Means for supplying compressed hot refrigerant to said condenser and for supplying expanded cold refrigerant to the evaporator. An evaporator and a condenser, each of which has a heat and mass exchanger including tubes for receiving said refrigerant and fins attached to said tubes for receiving gravity delivered films of said liquid desiccant.

Means for circulating the desiccant and said refrigerant between and within the evaporator and said condenser. A means for removing cold dry air from the evaporator and warm moist air from said condenser; and. A means for adding moisture to said cold, dry air removed from the evaporator.

The hybrid air conditioning system according to claim 5, wherein said adding means comprises. A humidification medium attached to said evaporator and configured in an air stream of cold dry air exhausted from the evaporator; and.

A water distributor adapted to supply water to the humidifying medium from a sump configured below the humidifying medium. A method of converting warm moist air into cold dry air, comprising stages. Circulating refrigerant and dilute liquid desiccant from the evaporator to the condenser and refrigerant and concentrated liquid desiccant from said condenser to the evaporator.

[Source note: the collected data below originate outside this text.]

PR #4087, opened 2019-09-24
GEODE-7216 include a timestamp in stack trace logs

mkevo:

### For all changes:

### Note:


geode-core/src/main/java/org/apache/geode/management/internal/cli/commands/ExportStackTraceCommand.java
```diff
@@ -126,7 +128,9 @@ public String writeStacksToFile(Map<String, byte[]> dumps, String fileName) thro
       ps = new PrintWriter(os);
 
       for (Map.Entry<String, byte[]> entry : dumps.entrySet()) {
-        ps.append(STACK_TRACE_FOR_MEMBER).append(entry.getKey()).append(" ***")
+        ps.append(STACK_TRACE_FOR_MEMBER).append(entry.getKey()).append(" at ")
+            .append(new SimpleDateFormat("yyyy/MM/dd HH:mm:ss.SS").format(new Date()))
```
jujoramos: This is actually using the timestamp from the JVM on which the `gfsh` command was executed after gathering the results from all members, **it is not the actual timestamp at which the thread dump was taken on each member**. Shouldn't the timestamp be obtained directly on `GetStackTracesFunction` and be part of `StackTracesPerMember`?.

geode-core/src/distributedTest/java/org/apache/geode/management/internal/cli/commands/ExportStackTraceCommandDUnitTest.java
```diff
@@ -97,4 +104,40 @@ public void exportStackTrace_with_file() {
     // delete this file afterwards so that we won't pollute the other tests in this class
     files[0].delete();
   }
+
+  @Test
+  public void exportStackTrace_check_file_content() throws IOException {
```
jujoramos: Can you change the method name to reflect what the test is doing and try to use _camelCase_ for the name instead of underscores?.
**_PD:_** I realise that other methods within the class use underscore, but I'd prefer us to use accepted formats when adding new code.

geode-core/src/distributedTest/java/org/apache/geode/management/internal/cli/commands/ExportStackTraceCommandDUnitTest.java
```diff
@@ -97,4 +104,40 @@ public void exportStackTrace_with_file() {
...
+    gfsh.executeAndAssertThat("export stack-traces --file=" + stackTraceFile.getAbsolutePath())
+        .statusIsSuccess().containsOutput("stack-trace(s) exported to file");
+
+    Date date = new Date();
+    String possibleMsg = stackTraceMsg + new SimpleDateFormat("yyyy/MM/dd HH:mm:ss").format(date);
+    date.setSeconds(date.getSeconds() - 1);
+    String anotherPossibleMsg =
+        stackTraceMsg + new SimpleDateFormat("yyyy/MM/dd HH:mm:ss").format(date);
+
+    List<String> expectedStrings = Arrays.asList(possibleMsg, anotherPossibleMsg);
```
jujoramos: This will probably introduce flakiness in the tests as there's no guarantee that the `Date` created in the test will match (or be 1 second apart) from the one used in the actual command.
You'd need to use another approach to verify the changes; maybe check that the stack trace for each member **_contains_** a date and that the date follows the pattern you use within the command (`yyyy/MM/dd HH:mm:ss`)?.

geode-core/src/main/java/org/apache/geode/management/internal/cli/domain/StackTracesPerMember.java
```diff
@@ -19,16 +19,16 @@
 public class StackTracesPerMember implements Serializable {
 
   private static final long serialVersionUID = 1L;
-  private final String memberNameOrId;
+  private final String memberNameOrIdWithTimestamp;
```
jujoramos: Can we split these concepts (`memberId` and `timestamp`) in two different attributes?.
I don't see any good reason about why they should just be one single attributed created by a String concatenation (plus the `at` word). This logic is basically part of the "view" or representation and, as such, it should be handled directly in the gfsh command.

geode-core/src/main/java/org/apache/geode/management/internal/cli/functions/GetStackTracesFunction.java
```diff
@@ -34,8 +37,10 @@ public void execute(FunctionContext context) {
       if (memberNameOrId == null) {
         memberNameOrId = cache.getDistributedSystem().getDistributedMember().getId();
       }
+      String timestamp = new SimpleDateFormat("yyyy/MM/dd HH:mm:ss.SS").format(new Date());
```
jujoramos: Last request from my side, promise ✋: the `StackTracesPerMember` domain bean should have the full `Date` object, and the actual `Date` representation should be rendered in the "view" layer directly, so I'd move this part to the actual gfsh command as well.

mkevo: Hi @jujoramos , do you mean to move this line outside of the try/catch block or to the `ExportStackTraceCommand` before _for_ loop? Or to have `new Date()` in the `StackTracesPerMember` and formatting it in the `ExportStackTraceCommand`?

jujoramos: Hey @mkevo,

I mean that the `timestamp` attribute within the `StackTracesPerMember` class should be of type `Date`, not `String`. The actual formatting should happen on the `ExportStackTraceCommand`.

aaronlindsey:
Did you consider using `java.time.*` classes instead of `java.util.Date`? I think the best practice is to use the former unless there is a reason why only `java.util.Date` will do. Jon Skeet has an [interesting article](https://codeblog.jonskeet.uk/2017/04/23/all-about-java-util-date/) about the difference.

If you do switch to a `java.time.*` class, you'll have to be careful about time zones. By default `java.util.Date` uses the system-local time zone which in this case happens to be the same as the time zone in the logs so it works out by happenstance. But if you switch to `java.time.Instant` (basically the analogue to Date), that class defaults to UTC. You'd have to make sure the string version which is output by the command matches the time zone in the logs.

mkevo:
Thanks @aaronlindsey! Great article! I will change it.

geode-core/src/main/java/org/apache/geode/management/internal/cli/functions/GetStackTracesFunction.java
```diff
@@ -36,7 +36,7 @@ public void execute(FunctionContext context) {
       if (memberNameOrId == null) {
         memberNameOrId = cache.getDistributedSystem().getDistributedMember().getId();
       }
-      Date timestamp = new Date();
+      Instant timestamp = Instant.now();
```
jujoramos: This variable is redundant and not needed, you can just use `Instant.now()` when constructing the `StackTracesPerMember` instance.

geode-core/src/main/java/org/apache/geode/management/internal/cli/commands/ExportStackTraceCommand.java
```diff
@@ -50,6 +53,10 @@
   public static final String STACK_TRACE_FOR_MEMBER = "*** Stack-trace for member ";
   private final GetStackTracesFunction getStackTracesFunction = new GetStackTracesFunction();
 
+  DateTimeFormatter formatter =
+      DateTimeFormatter.ofPattern("yyyy/MM/dd HH:mm:ss.SSS", Locale.UK)
```
jujoramos: Why are you hardcoding the `Locale` to `UK` here?.
I think you should use `Locale.getDefault()` or [`DateTimeFormatter.ofPattern(String pattern)`](https://docs.oracle.com/javase/8/docs/api/java/time/format/DateTimeFormatter.html#ofPattern-java.lang.String-) directly.

geode-core/src/main/java/org/apache/geode/management/internal/cli/commands/ExportStackTraceCommand.java
```diff
@@ -50,6 +53,10 @@
   public static final String STACK_TRACE_FOR_MEMBER = "*** Stack-trace for member ";
   private final GetStackTracesFunction getStackTracesFunction = new GetStackTracesFunction();
 
+  DateTimeFormatter formatter =
```
jujoramos: Small Nitpick: now that you're using `DateTimeFormatter` (immutable and thread safe) instead of `SimpleDateFormat`, you might want to create the formatter instance just once and re-use it instead of creating it every time the command is executed.

geode-core/src/main/java/org/apache/geode/management/internal/cli/commands/ExportStackTraceCommand.java
mkevo: Yes we can set it getDefault, I didn't see it. I just pick UK to be consistent with timeStamp in log file. I will change it. Thank for  the comment!

geode-core/src/main/java/org/apache/geode/management/internal/cli/commands/ExportStackTraceCommand.java
```diff
@@ -50,6 +53,10 @@
   public static final String STACK_TRACE_FOR_MEMBER = "*** Stack-trace for member ";
   private final GetStackTracesFunction getStackTracesFunction = new GetStackTracesFunction();
 
+  private static final DateTimeFormatter formatter =
+      DateTimeFormatter.ofPattern("yyyy/MM/dd HH:mm:ss.SSS", Locale.getDefault())
+          .withZone(ZoneId.systemDefault());
```
jujoramos: The `Locale.getDefault()` parameter and the further customisation through `.withZone(ZoneId.systemDefault())` are not needed, you can achieve the same by just executing`DateTimeFormatter.ofPattern("yyyy/MM/dd HH:mm:ss.SSS")`.

mkevo: It is possible to go without `Locale.getDefault()`, but we need to add `.withZone(ZoneId.systemDefault())`. To format an `Instant` a time-zone is required. Without a time-zone, the formatter does not know how to convert the instant to human date-time fields, and therefore throws an exception.

geode-core/src/main/resources/org/apache/geode/internal/sanctioned-geode-core-serializables.txt
```diff
@@ -470,7 +470,7 @@ org/apache/geode/management/internal/cli/domain/RegionAttributesInfo,true,336184
...
 org/apache/geode/management/internal/cli/domain/RegionDescriptionPerMember,true,1,hostingMember:java/lang/String,isAccessor:boolean,name:java/lang/String,regionAttributesInfo:org/apache/geode/management/internal/cli/domain/RegionAttributesInfo,size:int
 org/apache/geode/management/internal/cli/domain/RegionInformation,true,1,dataPolicy:org/apache/geode/cache/DataPolicy,isRoot:boolean,name:java/lang/String,parentRegion:java/lang/String,path:java/lang/String,scope:org/apache/geode/cache/Scope,subRegionInformationSet:java/util/Set
-org/apache/geode/management/internal/cli/domain/StackTracesPerMember,true,1,memberNameOrId:java/lang/String,stackTraces:byte[]
+org/apache/geode/management/internal/cli/domain/StackTracesPerMember,true,1,memberNameOrId:java/lang/String,stackTraces:byte[],timestamp:java/time/Instant
```
aaronlindsey: Would `StackTracesPerMember` ever be deserialized from an older version that didn't include the timestamp field? I'm just asking — I don't actually know. Maybe @jujoramos would know. If this could happen, then the timestamp field would be null and the `formatter.format(...)` line in `ExportStackTraceCommand` could throw a NPE.

jujoramos: @aaronlindsey: good catch, I haven't thought about it but my guess is that it could happen, yes. I'm not a 100% sure, though.

mkevo: Do we need to use `try/catch` on formatter or override `toData/fromData` in `StackTracesPerMember`?

aaronlindsey: I would do something like the following: Add package private method in `ExportStackTraceCommand` which handles generating the header message. Then you can write a unit test for this more easily. I don't see an easy way to write an integeration (D-unit) test for this case.

```java
  @VisibleForTesting
  String getHeaderMessage(StackTracesPerMember stackTracesPerMember) {
    String headerMessage = stackTracesPerMember.getMemberNameOrId();

    Instant timestamp = stackTracesPerMember.getTimestamp();
    if (timestamp != null) {
      headerMessage += " at " + formatter.format(timestamp);
    }

    return headerMessage;
  }
``` 

The issue with overriding `readObject` in `StackTracesPerMember` is that you wouldn't know which value to assign to the `timestamp` field when the object is deserialized.

geode-core/src/test/java/org/apache/geode/management/internal/cli/commands/ExportStackTraceCommandTest.java
```diff
@@ -66,4 +70,14 @@ public void abortIfFileExists() throws IOException {
...
+
+  @Test
+  public void getHeaderMessage() throws IOException {
+    StackTracesPerMember stackTracePerMember =
+        new StackTracesPerMember("server", Instant.now(),
+            OSProcess.zipStacks());
+    String headerMessage = command.getHeaderMessage(stackTracePerMember);
+
+    assertThat(headerMessage).isNotNull();
+  }
```
aaronlindsey: Thanks for addressing my feedback about the possibility of the timestamp field being null when deserializing a `StackTracesPerMember`. However, I think the test would be more effective if you split it out into a couple of more specific scenarios. For example:
1. When I pass a value of `null` as the timestamp for `StackTracesPerMember`, I expect that the `headerMessage` to be exactly "server". 
2. When I pass a specific value like "2000/01/02 03:04:05.006" as the timestamp for `StackTracesPerMember`, I expect the `headerMessage` to be exactly "server at 2000/01/02 03:04:05.006".

mkevo: Thanks for comments! I added new test with null as the timestamp and modified existing to check if `headerMessage` has specific format as expected in output of this command.

aaronlindsey: Thanks! It looks good.

mivanac:
Since this changes are approved, I will merge this PR.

The transfer of heat from a dryer before entering the evaporator to a dryer before entering said condenser. Transfer of heat and mass from warm, moist air entering the evaporator to produce cool, dry air displaced from the evaporator.

Transferring heat and mass from said condenser to air entering said condenser to produce warm moist air displaced from said condenser; and selectively humidifying said cold dry air displaced from the evaporator.

The method of converting warm moist air into cold dry air according to claim 7, wherein said transfer of heat and mass from the warm moist air stage includes removing heat and absorbing moisture from the warm moist air by placing said warm moist air in thermal contact with the cooled surface by said extended a refrigerant and placing said warm moist air in contact with a liquid desiccant flowing over said exchange surface.

The method of converting warm moist air into cold dry air according to claim 7, wherein said thermal stage includes a recuperator located in said desiccant flow path for simultaneously cooling and heating the desiccant flow stream for simultaneously cooling and heating the desiccant entering the evaporator and a capacitor.

The invention relates to a vapor compression air conditioning system containing a liquid desiccant for simultaneously cooling and drying conditioned air. A liquid dehumidifier system can provide cooling when there is no active cooling by drying the air below that required for comfort, exchanging heat with the environment, and then injecting moisture into the system. However, dehumidifier systems require low wet lamp temperatures to provide the required cooling.

In contrast, vapor compression systems must actively cool the air below the dew point of the air entering the evaporator to dry the air by condensation. Thus, the vapor compression system requires that the evaporator temperature be brought to a level significantly lower than that required to achieve reasonable cooling.

Hybrid liquid desiccant vapor compression systems combine the benefits of both desiccant systems with vapor compression systems. Hybrid systems combine the active, intelligent cooling found in vapor compression systems with the passive latent cooling found in dehumidifier dehumidification systems. The hybrid system does not require subcooling to remove moisture from the system. Therefore, no energy is lost due to air conditioning because moisture is absorbed rather than condensed from the air that is conditioned.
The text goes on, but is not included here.